----- Material provided
PR #728, opened 2024-10-07
Add screenshot portal permission row

PolyMeilex:
~Some apps (like flameshot https://github.com/flameshot-org/flameshot/issues/2868#issuecomment-2397392428) require users to set the screenshot portal permission manually. Flatseal seems like a right place for this dial.~

This allows users to revoke previously given permission. (it was previously posible in gnome control center, but having it in one place in Flatseal would be cool too)

image

### DIFF
--- a/src/models/portals.js
+++ b/src/models/portals.js
@@ -79,6 +79,7 @@ var FlatpakPortalsModel = GObject.registerClass({
         this._devicesspeakersSupported = null;
         this._devicescameraSupported = null;
         this._locationlocationSupported = null;
+        this._screenshotscreenshotSupported = null;
 
         this._backgroundbackgroundReason = '';
         this._notificationsnotificationReason = '';
@@ -86,6 +87,7 @@ var FlatpakPortalsModel = GObject.registerClass({
         this._devicesspeakersReason = '';
         this._devicescameraReason = '';
         this._locationlocationReason = '';
+        this._screenshotscreenshotReason = '';
 
         this._info = info.getDefault();
         this._appId = '';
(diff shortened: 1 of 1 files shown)


tchx84:
hey @PolyMeilex , I scrolled through that thread and let me see if I understand it... Flameshot can't rely on the regular portal UI because it doesn't have a window?

> Some apps (like flameshot https://github.com/flameshot-org/flameshot/issues/2868#issuecomment-2397392428) require users to set the screenshot portal permission manually. Flatseal seems like a right place for this dial.

Unfortunately, I don't think this will work. Preventing this use-case was a very explicit decision.

By "this use-case" I mean having Flatseal creating tables that haven't been initialized by portals themselves by properly interacting with the application. Some of the reasons are:
* To avoid confusion for how portals work, e.g., an application won't be granted camera access just because somebody set a permissions store value, since it has to be properly implemented in the app first.
* To limit Flatseal's ability to screw up the permission store.

So, Flatseal can't be used to set a portal that hasn't been used yet.

PolyMeilex:
> Flameshot can't rely on the regular portal UI because it doesn't have a window?

As far as I understand, GNOME portal requires the app window to have focus for the permission dialog to spawn. (and Flameshot appears to not have a typical toplevel window at all)

I don't care about this that much tho, just thought that it might be one of the uses, if it's not, that's fine as well. 

I'm still interested in using Flatseal to revoke previously given screenshot permissions tho, any ideas why Flatseal allows me to set this permission for apps that never called the portal? (Same thing happens with Notification/Background permissions)

Arcitec:
This is something that either GNOME or Flameshot has to fix.

The problem is that Flameshot attempts to use the screenshot portal while Flameshot doesn't have any application window. This suppresses the permission popup dialog on GNOME.

So Flameshot should implement code to generate a GUI window and ask for permission once. They could add a button to their config GUI window when they detect being run inside a Flatpak, for example. Or they may even be able to query Flatpak to see if they have the permission, and if not, generate a GUI window which then asks for the permission.

Either way, I agree that Flatseal should not be writing permissions that apps didn't register for!

Edit: But I agree with the previous comment that it would be good if Flatseal can detect and offer a way to REVOKE the Screenshot permission.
----------
▶ **Required action**
Could you return, word for word, only the lines running from the first line of the material above to the line that contains "-86,6 +87,7 @@", inclusive?

▶ **The completed task**
PR #728, opened 2024-10-07
Add screenshot portal permission row

PolyMeilex:
~Some apps (like flameshot https://github.com/flameshot-org/flameshot/issues/2868#issuecomment-2397392428) require users to set the screenshot portal permission manually. Flatseal seems like a right place for this dial.~

This allows users to revoke previously given permission. (it was previously posible in gnome control center, but having it in one place in Flatseal would be cool too)

image

### DIFF
--- a/src/models/portals.js
+++ b/src/models/portals.js
@@ -79,6 +79,7 @@ var FlatpakPortalsModel = GObject.registerClass({
         this._devicesspeakersSupported = null;
         this._devicescameraSupported = null;
         this._locationlocationSupported = null;
+        this._screenshotscreenshotSupported = null;
 
         this._backgroundbackgroundReason = '';
         this._notificationsnotificationReason = '';
@@ -86,6 +87,7 @@ var FlatpakPortalsModel = GObject.registerClass({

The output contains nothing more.